Theo could only sit and listen to his stomach rumble while they argued over the top of him. The brownies seemed to think it was all very funny.
13
A CHANGE IN THE WEATHER
"Of course you can bloody well eat," Applecore informed him as she led him down the hall from the kitchen toward Tansy's lab. "What else are you going to do, ya thick, live on air?"
"But… but the ogres said…"
"Ogres!" She buzzed across the antechamber so briskly he almost had to run to keep up. "There's a reason Tansy didn't send one of them after you, you know. Even Dolly, and she's a bleedin' genius by ogre standards, couldn't find her arse with both hands and a treasure map. And our Teddy can't count to eleven without unbuttoning his trousers." She gave him a tiny shove toward the door into the lab. Inside his host stood waiting, arms crossed on his chest. "He hasn't eaten anything since he's been here, sir," Applecore announced, "because the ogres have been giving him some old shite about how it will keep him from getting home again."
"What?" Tansy appeared startled, as if he had been miles away. "Oh, he hasn't eaten?" He spoke to the air. "Fetch in some food for Master Vilmos."
"Certainly, Count Tansy," said the sweetly reasonable hob-voice.
"I'm very sorry," Tansy told Theo. "When you first arrived, I was quite… absorbed. I should have asked you if you had eaten. Terrible way to treat a guest. My apologies."

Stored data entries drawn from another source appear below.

PR #45, opened 2017-04-10
DateTimePicker component

mpisacic:


package.json
```diff
@@ -22,10 +22,12 @@
     "classnames": "2.2.5",
     "css-element-queries": "0.4.0",
     "d3": "4.5.0",
+    "moment": "2.18.1",
```
hbagarich: You need to rebuild npm shrinkwrap file when adding new packages

PR #46, opened 2017-04-11
Fix/dashboard group

mpisacic:


src/components/LineChart/LineChart.tsx
```diff
@@ -32,21 +32,22 @@ export class LineChart extends React.PureComponent<ILineChartProps, any> {
...
+            isParentMounted: false,
+            chartId: 'line-' + Guid.raw()
         };
     }
 
     public render() {
-        const props = objectAssign({}, this.props, {width: this.state.width, height: this.state.height});
-        const componentClass = classNames('line-chart-component', this.props.id, this.props.className);
-        const titleClass = classNames('line-chart-title', this.props.id, this.props.className);
+        const props = objectAssign({}, this.props, { width: this.state.width, height: this.state.height, id: this.state.chartId });
```
hbagarich: You can remove the ID property out of the props if you are assigning the id from the state to props. This why you are basically changing the props in the render method

package.json
```diff
@@ -22,6 +22,7 @@
     "classnames": "2.2.5",
     "css-element-queries": "0.4.0",
     "d3": "4.5.0",
+    "guid": "0.0.12",
```
hbagarich: If you are adding new package to quick-react-ts, you have to rebuild npm shrinkwrap file

PR #47, opened 2017-04-12
Feat/breadcrumbs

mpisacic:


src/components/Breadcrumbs/Breadcrumbs.tsx
```diff
@@ -1,154 +1,119 @@
...
-                            onClick={() => this.props.onPathClick(item.url)}
-                        >{item.name}</a>
-                    </li>
-                );
-            }
-        );
-
+    public render() {
+        const items = this.getDisplayItemsFromProps(this.props);
+        const rootItem = this.getFirstLevelFromProps(this.props);
```
hbagarich: Do you need root item here?

src/components/Breadcrumbs/Breadcrumbs.tsx
```diff
@@ -1,154 +1,119 @@
...
+                    displayName: item.displayName,
+                    url: '/' + item.key,
+                }
+            );
+        }
+        let item : ICurrentPathItem = {
+            name: 'Home',
+            iconName: 'icon-home',
+            children: children,
+            url: '/'
```
hbagarich: It would be nice if IconName and Url properties are passed as props to Breadcrumbs component

src/components/Breadcrumbs/BreadcrumbsItem.tsx
```diff
@@ -0,0 +1,89 @@
...
+import { Label } from '../Label/Label';
+import { Icon } from '../Icon/Icon';
+import { Dropdown } from '../Dropdown/Dropdown';
+import { autobind } from '../../utilities/autobind';
+import { DropdownType } from '../Dropdown/Dropdown.Props';
+import * as classNames from 'classnames';
+import { IBreadcrumbsItemProps, IBreadcrumbsChild } from './BreadcrumbsItem.Props';
+import './BreadcrumbsItem.scss';
+
+export class BreadcrumbsItem extends React.Component<IBreadcrumbsItemProps, any> {
```
hbagarich: Can you please change name of this class (and all connected) to BreadcrumbItem

src/components/Breadcrumbs/Breadcrumbs.tsx
mpisacic: That was left behind from older implementation, so it can be removed.

src/components/Breadcrumbs/BreadcrumbsItem.tsx
mpisacic: Do you propose some other name, maybe BreadcrumbsEntry or something similar?

src/components/Breadcrumbs/Breadcrumbs.tsx
hbagarich: Can you remove it?

src/components/Breadcrumbs/Breadcrumbs.Props.ts
```diff
@@ -1,11 +1,15 @@
 import * as React from 'react';
 import { Breadcrumbs } from './Breadcrumbs';
+import { IBreadcrumbChild } from './BreadcrumbItem.Props';
 
 export interface IBreadcrumbsProps extends React.Props<any> {
     items: IBreadcrumbItem[];
     className?: string;
     url: string;
-    onPathClick: (path: string) => void;  // return constructed url
+    homeName?: string;
```
hbagarich: Can this be named homeIconName, this is bit ambiguous.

Theo could not help staring. A few hours earlier the fairy had looked at him like he was a bug. Now he was treating him like a real guest. What the hell was that about? "I… I just…" It took a moment to shake off his surprise. "Dolly and her brother, they told me that if I eat here, I can't go back. It's some old story, apparently."
Tansy nodded. "It's just that, I'm afraid — an old story. I have no doubt it has some basis in truth, mind you. I would guess that in the old days, when there was little to inhibit travel between your lands and ours, it was easier for a mortal to dally here and forget to cross back, so that by the time he returned the slippage would have meant a terrible dislocation on his return."